_What you have to do_.
Find every line in the records below that holds the word "comments", and copy each one.

_Stored data_.

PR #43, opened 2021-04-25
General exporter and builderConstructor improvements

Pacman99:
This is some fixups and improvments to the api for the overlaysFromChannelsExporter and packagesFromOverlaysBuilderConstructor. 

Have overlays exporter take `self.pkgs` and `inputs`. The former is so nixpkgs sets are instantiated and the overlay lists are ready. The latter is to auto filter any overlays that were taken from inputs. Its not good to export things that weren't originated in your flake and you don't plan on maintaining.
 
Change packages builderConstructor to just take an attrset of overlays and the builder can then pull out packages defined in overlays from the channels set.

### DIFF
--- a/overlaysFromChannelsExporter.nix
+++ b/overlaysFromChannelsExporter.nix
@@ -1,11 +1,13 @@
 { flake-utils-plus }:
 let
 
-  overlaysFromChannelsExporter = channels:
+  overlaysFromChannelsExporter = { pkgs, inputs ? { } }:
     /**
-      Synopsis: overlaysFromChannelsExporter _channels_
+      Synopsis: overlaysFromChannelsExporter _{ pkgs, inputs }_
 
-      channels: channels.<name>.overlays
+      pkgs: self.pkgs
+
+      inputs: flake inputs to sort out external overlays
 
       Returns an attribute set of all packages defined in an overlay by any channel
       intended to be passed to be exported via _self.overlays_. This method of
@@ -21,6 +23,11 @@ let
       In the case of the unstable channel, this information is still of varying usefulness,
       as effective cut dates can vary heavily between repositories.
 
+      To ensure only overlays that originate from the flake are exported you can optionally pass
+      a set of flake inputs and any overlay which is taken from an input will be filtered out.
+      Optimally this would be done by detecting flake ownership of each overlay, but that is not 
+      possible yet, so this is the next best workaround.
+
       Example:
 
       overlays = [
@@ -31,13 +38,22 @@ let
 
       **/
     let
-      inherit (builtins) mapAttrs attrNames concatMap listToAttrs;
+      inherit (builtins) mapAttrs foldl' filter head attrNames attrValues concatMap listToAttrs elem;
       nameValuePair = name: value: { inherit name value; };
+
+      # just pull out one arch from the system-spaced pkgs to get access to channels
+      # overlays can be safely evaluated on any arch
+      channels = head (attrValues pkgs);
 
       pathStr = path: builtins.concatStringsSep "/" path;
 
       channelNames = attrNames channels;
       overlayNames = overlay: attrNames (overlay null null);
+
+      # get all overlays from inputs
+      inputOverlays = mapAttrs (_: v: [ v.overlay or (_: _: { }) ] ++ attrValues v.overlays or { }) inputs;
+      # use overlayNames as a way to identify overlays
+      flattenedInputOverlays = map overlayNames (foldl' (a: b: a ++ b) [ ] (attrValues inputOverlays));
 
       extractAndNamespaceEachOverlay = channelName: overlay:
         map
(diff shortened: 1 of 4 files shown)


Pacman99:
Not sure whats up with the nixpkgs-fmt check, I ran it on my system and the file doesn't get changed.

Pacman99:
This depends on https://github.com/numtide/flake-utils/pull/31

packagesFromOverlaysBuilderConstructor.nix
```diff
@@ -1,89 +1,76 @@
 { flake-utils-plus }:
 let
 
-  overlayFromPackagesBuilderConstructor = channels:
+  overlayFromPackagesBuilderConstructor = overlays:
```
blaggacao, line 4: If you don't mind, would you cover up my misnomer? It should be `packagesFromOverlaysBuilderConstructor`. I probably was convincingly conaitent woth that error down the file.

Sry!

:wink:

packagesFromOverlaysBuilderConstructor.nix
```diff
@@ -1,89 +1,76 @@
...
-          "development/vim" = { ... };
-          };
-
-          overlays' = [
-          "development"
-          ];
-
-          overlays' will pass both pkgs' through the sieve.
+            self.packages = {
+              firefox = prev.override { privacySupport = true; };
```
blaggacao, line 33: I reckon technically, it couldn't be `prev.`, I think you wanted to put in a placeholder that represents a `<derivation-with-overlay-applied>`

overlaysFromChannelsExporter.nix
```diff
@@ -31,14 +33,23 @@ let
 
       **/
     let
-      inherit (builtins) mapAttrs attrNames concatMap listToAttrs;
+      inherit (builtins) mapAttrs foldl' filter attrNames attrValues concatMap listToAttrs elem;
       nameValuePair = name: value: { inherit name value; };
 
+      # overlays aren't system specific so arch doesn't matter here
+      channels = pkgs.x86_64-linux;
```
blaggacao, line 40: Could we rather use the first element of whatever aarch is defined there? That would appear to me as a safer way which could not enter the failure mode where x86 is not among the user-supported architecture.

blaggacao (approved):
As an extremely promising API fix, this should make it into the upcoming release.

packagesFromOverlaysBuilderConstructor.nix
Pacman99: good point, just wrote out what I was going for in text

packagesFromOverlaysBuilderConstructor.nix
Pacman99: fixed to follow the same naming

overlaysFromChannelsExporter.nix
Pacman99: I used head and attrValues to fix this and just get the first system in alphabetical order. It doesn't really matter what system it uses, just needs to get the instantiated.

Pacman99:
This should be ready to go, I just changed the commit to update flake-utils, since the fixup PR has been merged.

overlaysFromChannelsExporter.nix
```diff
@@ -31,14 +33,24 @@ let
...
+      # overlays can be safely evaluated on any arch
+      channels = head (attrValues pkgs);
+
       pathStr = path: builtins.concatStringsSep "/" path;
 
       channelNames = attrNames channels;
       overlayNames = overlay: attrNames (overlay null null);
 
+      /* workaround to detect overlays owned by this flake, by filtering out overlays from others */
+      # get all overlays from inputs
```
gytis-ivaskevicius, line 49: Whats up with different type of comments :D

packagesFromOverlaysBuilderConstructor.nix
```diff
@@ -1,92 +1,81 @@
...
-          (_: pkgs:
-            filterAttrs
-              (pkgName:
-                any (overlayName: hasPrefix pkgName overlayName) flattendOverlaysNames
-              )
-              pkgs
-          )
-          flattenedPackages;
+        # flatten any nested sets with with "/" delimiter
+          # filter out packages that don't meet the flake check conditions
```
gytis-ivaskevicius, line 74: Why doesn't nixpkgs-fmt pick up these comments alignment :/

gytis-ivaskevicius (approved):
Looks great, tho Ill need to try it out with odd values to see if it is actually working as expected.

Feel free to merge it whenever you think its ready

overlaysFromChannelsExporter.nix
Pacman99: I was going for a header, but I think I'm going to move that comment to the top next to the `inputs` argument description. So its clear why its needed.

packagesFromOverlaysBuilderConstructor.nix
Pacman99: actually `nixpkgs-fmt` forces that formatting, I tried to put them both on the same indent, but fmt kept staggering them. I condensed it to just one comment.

...

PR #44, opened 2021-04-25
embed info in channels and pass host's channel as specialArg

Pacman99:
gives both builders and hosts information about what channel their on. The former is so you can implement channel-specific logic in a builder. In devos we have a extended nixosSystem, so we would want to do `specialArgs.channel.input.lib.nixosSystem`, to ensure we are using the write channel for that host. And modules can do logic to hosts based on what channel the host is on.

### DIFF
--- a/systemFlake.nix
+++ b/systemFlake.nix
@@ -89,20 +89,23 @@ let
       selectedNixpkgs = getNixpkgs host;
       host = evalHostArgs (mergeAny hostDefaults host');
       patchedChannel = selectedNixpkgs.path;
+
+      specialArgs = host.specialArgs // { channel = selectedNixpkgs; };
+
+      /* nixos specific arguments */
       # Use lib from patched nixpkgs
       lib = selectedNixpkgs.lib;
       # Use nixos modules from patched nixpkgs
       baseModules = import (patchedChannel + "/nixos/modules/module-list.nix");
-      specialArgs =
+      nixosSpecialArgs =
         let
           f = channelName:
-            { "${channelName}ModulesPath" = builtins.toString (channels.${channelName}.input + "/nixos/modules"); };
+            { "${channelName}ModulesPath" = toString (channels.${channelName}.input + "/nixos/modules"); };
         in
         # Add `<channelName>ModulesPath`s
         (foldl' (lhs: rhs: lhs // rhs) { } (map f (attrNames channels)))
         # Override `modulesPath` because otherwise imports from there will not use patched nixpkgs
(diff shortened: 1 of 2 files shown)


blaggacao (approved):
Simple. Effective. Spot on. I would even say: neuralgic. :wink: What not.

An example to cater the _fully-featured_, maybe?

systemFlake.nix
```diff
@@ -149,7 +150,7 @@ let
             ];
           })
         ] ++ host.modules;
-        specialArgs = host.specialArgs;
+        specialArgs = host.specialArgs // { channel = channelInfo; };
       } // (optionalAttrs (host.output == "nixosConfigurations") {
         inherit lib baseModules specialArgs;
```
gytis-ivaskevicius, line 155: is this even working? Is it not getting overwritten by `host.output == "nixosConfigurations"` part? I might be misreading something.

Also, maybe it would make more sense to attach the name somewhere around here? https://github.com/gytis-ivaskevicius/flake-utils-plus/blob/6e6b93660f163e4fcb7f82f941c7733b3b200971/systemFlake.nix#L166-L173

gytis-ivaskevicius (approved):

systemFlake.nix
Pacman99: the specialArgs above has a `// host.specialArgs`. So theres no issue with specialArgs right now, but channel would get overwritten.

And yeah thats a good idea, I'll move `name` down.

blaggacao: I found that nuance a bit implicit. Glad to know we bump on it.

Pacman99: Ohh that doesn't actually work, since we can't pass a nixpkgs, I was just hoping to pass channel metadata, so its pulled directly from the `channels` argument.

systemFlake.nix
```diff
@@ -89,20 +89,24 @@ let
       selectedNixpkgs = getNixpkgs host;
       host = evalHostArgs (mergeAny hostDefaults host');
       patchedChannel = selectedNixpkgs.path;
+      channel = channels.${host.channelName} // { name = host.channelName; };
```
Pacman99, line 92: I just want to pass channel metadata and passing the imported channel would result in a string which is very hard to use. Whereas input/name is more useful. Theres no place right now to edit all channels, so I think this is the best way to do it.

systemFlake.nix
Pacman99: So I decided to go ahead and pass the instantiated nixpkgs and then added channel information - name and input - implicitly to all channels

_Solution to the problem_.
gytis-ivaskevicius, line 49: Whats up with different type of comments :D
gytis-ivaskevicius, line 74: Why doesn't nixpkgs-fmt pick up these comments alignment :/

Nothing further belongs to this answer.